The amount of Westar Energy’s first mortgage bonds authorized by its Mortgage and Deed of Trust, dated July 1, 1939, as supplemented, is unlimited. The amount of KGE’s first mortgage bonds authorized by the KGE Mortgage and Deed of Trust, dated April 1, 1940, as supplemented, is limited to a maximum of $2 billion, unless amended. First mortgage bonds are secured by utility assets. Amounts of additional bonds that may be issued are subject to property, earnings and certain restrictive provisions of each mortgage. As of December 31, 2002, $70.4 million principal amount of additional first mortgage bonds could be issued under the most restrictive provisions in Westar Energy’s mortgage, except in connection with refundings. As of December 31, 2002, approximately $302.5 million principal amount of additional KGE first mortgage bonds could be issued under the most restrictive provisions in the mortgage.

Protection One Europe has recognized as a financing transaction cash received through the sale of security equipment and future cash flows to be received under security equipment operating lease agreements with customers to a third-party financing company.

The indentures governing all of Protection One’s debt securities require that Protection One offer to repurchase the securities in certain circumstances following a change of control.

Debt Covenants
Our debt financing agreements require, among other restrictions, that we satisfy certain financial covenants. These debt instruments contain restrictions based on EBITDA. The definition of EBITDA varies among the various indentures. EBITDA is generally derived by adding to income (loss) before income taxes, the sum of interest expense and depreciation and amortization expense. However, under the varying definitions of the indentures, additional adjustments are required. A violation of these restrictions would result in an event of default that would allow the lenders to declare all amounts outstanding immediately due and payable. We are in compliance with these covenants. The most restrictive of these covenants in Westar Energy's debt instruments are as follows:

Consolidated Leverage Ratio: Consolidated total debt to earnings before interest, taxes, depreciation and amortization (EBITDA) for the most recent four consecutive quarters must be less than 6.00 to 1.00 at December 31, 2002 and 5.75 to 1.00 each quarter thereafter until June 2005. At December 31, 2002, our ratio was 5.13.
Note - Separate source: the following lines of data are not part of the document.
PR #42, opened 2021-12-31
Tests include path resolution

kant2002:
Right now includes works a bit strange. I assume that `""` resolution should start from location of main compilation file, not from current directory.

### DIFF
--- a/Cesium.Compiler/Program.cs
+++ b/Cesium.Compiler/Program.cs
@@ -10,13 +10,13 @@ using Mono.Cecil;
 using Yoakke.C.Syntax;
 using Yoakke.Streams;
 
-static Task<string> Preprocess(TextReader reader)
+static Task<string> Preprocess(string compilationFileDirectory, TextReader reader)
 {
     var currentProcessPath = Path.GetDirectoryName(Environment.ProcessPath)
                              ?? throw new Exception("Cannot determine path to the compiler executable.");
 
     var stdLibDirectory = Path.Combine(currentProcessPath, "stdlib");
-    var includeContext = new FileSystemIncludeContext(stdLibDirectory, Environment.CurrentDirectory);
+    var includeContext = new FileSystemIncludeContext(stdLibDirectory, compilationFileDirectory);
     var preprocessorLexer = new CPreprocessorLexer(reader);
     var preprocessor = new CPreprocessor(preprocessorLexer, includeContext);
     return preprocessor.ProcessSource();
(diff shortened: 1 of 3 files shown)


kant2002:
This non-failure quite strange.

```
~/Cesium $ pwsh -c ./Cesium.IntegrationTests/Run-Tests.ps1
....
Unhandled exception. System.IO.FileNotFoundException: Could not find file '~/Cesium/empty_include.h'.
File name: '~/Cesium/empty_include.h'
```

ForNeVeR:
> Right now includes works a bit strange. I assume that `""` resolution should start from location of main compilation file, not from current directory.

Sadly, I wasn't able to find anything about that said in the standard, but I'm okay with what you propose.

Right now it tries to resolve paths from the current directory, yeah.

ForNeVeR:
… and, yes, it is strange that the test doesn't fail :)

kant2002:
I will have to troubleshoot this failing tests, because this is consistently fails locally. I can test on Windows only in hour or so, but if you experience the same issue with tests on this branch on Win, let me know.

ForNeVeR:
The issue should be fixed by #43. Do you want to keep this open to track the fix for include lookup?

kant2002:
> The issue should be fixed by #43. Do you want to keep this open to track the fix for include lookup?

Yes. I initially create this to keep track of the problem and provide fix. But was puzzled that it is green. Now after rebase it is failing again and I would move towards fixing this test.

kant2002:
From https://docs.microsoft.com/en-us/cpp/build/reference/i-additional-include-directories?view=msvc-170

The compiler searches directories in the following order:

1. If the **#include** directive is specified using double-quote form, it first searches local directories. The search begins in the same directory as the file that contains the **#include** directive. If it fails to find the file, it searches next in the directories of the currently opened include files, in the reverse order in which they were opened. The search begins in the directory of the parent include file and continues upward through the directories of any grandparent include files.

2. If the **#include** directive is specified in angle-bracket form, or if the local directory search has failed, it searches directories specified by using the /I option, in the order they're specified on the command line.

3. Directories specified in the **INCLUDE** environment variable.

ForNeVeR:
Not the standard, but sounds reasonable to me. Let's consider this as our target in include resolution.

kant2002:
GCC docs https://gcc.gnu.org/onlinedocs/cpp/Search-Path.html
Cannot find Clang official docs, but here good link https://discourse.mc-stan.org/t/clang-include-path-order/2787/2

All of them lookup quoted header file in the same directory as file currently compiling first. GCC seems to be have most simple search strategy.

kant2002:
Standard says only that quoted headers resolved in implementation specific manner. Since all 3 major compilers have some similarities we should try to follow what's people already doing.

ForNeVeR (approved):
Thanks!

PR #44, opened 2022-01-01
Basic string literal support

### LINKED ISSUE #24: Basic string support
Cesium should be able to compile programs with simple string literals (no `wchar_t` or fancy `u8` prefixes, yet; just the basic stuff).

Simple character strings should be compiled down to pinned byte arrays encoded with UTF-8.

### LINKED ISSUE #25: Const support
C programming language includes a complex `const` mechanism to declare objects as `const`. Cesium should support that.

In the nearest future, we'll probably only get an ability to ignore the `const` modifier (because the standard library declares certain arguments as `const`, and I don't want to drop any pieces from the standard library definitions), but eventually we should get the full `const` analysis.

ForNeVeR:
We do the same trick as Roslyn does for the readonly byte arrays.

1. For each literal length, we emit a special `<ConstantPoolItem{length}>` type of desired size.
2. We emit the `<ConstantPool>` type containing a field for each separate string constant, which is being initialized by a data constant.
3. When necessary, we get pointers to these static fields (which are static and thus are safely addressable via pointers).

Closes #24.
Closes #25.


Cesium.Parser.Tests/ParserTests/FullParserTests.cs
```diff
@@ -67,4 +67,16 @@ int main()
...
 }");
+
+    [Fact]
+    public Task StringLiteral() => DoTest(@"int main()
+{
+    test(""hello world"");
+}");
+
+    [Fact]
+    public Task StringVariable() => DoTest(@"int main()
```
kant2002, line 78: Does current implementation handle case of non-const `char*`?

Cesium.Parser/CParser.cs
```diff
@@ -158,13 +161,19 @@ public partial class CParser
...
-        rest?.Insert(0, typeSpecifier) ?? ImmutableArray.Create((DeclarationSpecifier)typeSpecifier);
+        rest?.Insert(0, typeSpecifier) ?? ImmutableArray.Create<IDeclarationSpecifier>(typeSpecifier);
+
+    [Rule("declaration_specifiers: type_qualifier declaration_specifiers?")]
+    private static DeclarationSpecifiers MakeDeclarationSpecifiers(
+        TypeQualifier typeQualifier,
+        DeclarationSpecifiers? rest) =>
+        rest?.Insert(0, typeQualifier) ?? ImmutableArray.Create<IDeclarationSpecifier>(typeQualifier);
+
+    // TODO: [Rule("declaration_specifiers: function_specifier declaration_specifiers?")]
```
kant2002, line 175: Shouldn't these TODO located near `MakeDeclarationSpecifiers`?

kant2002 (commented):
Has couple questions

Cesium.Parser.Tests/ParserTests/FullParserTests.cs
ForNeVeR: As of now, `const` is read and then almost completely ignored by the compiler.

(the only exception is that we'll throw an error on `const const` declaration; that's it)

Also, I've tried reading the standard yesterday, but failed to figure out if it's even allowed to have a non-`const` string literal. Is it?

Cesium.Parser/CParser.cs
ForNeVeR: The order of these TODOs strictly corresponds to the standard, for easier orientation.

Consolidated Interest Coverage Ratio: EBITDA to consolidated interest expense for the most recent four consecutive quarters must be greater than 2.00 to 1.00. At December 31, 2002, our ratio was 2.54.

Consolidated Debt to Total Capital Ratio: Consolidated total debt to consolidated total capital for the most recent quarter must be less than 0.65 to 1.00. At December 31, 2002, our ratio was 0.618.

 

The indentures governing Protection One's public indebtedness require it to satisfy certain financial covenants in order to borrow additional funds. At December 31, 2002, Protection One was in compliance with the covenants under its debt instruments. The most restrictive of these covenants in Protection One's debt instruments are as follows:

Total Debt to EBITDA Ratio: Total debt to annualized EBITDA for the most recent quarter must be less than 6.0 to 1.0. For the quarter ended December 31, 2002, the ratio was 4.0 to 1.0.

EBITDA to Interest Expense Ratio: EBITDA to interest expense for the most recent quarter must be greater than 2.25 to 1.0. For the quarter ended December 31, 2002, the ratio was 3.1 to 1.0.

Senior Debt to EBITDA Ratio: Senior debt to annualized EBITDA for the most recent quarter must be less than 4.0 to 1.0. For the quarter ended December 31, 2002, the ratio was 2.9 to 1.0.

 

 

 

 

 

 

The indentures contain other covenants that impose operational restrictions on Protection One that are not as burdensome to Protection One as those listed above, and none are based on credit ratings. A violation of the indenture covenants would result in an event of default that would allow the lenders to declare all amounts outstanding immediately due and payable.

Following a change of control of Protection One, its revolving credit facility provided by Westar Industries becomes due in full. The holders of Protection One's senior subordinated discount notes and convertible notes have an optional redemption at approximately 101% of par, and holders of Protection One's senior notes and senior subordinated notes have an optional redemption at 101% of par if a change in control is coupled with two ratings downgrades.

Maturities
Maturities of long-term debt as of December 31, 2002 are as follows:


(a)Includes $135 million in debt for which funds have been irrevocably deposited with the bond trustee to provide for repayment of an obligation.
(b)
In addition, we are required by a KCC order to reduce utility debt by at least $100 million annually in each of the next two year

Our interest expense on long-term debt was $229.5 million in 2002, $220.2 million in 2001 and $218.3 million in 2000.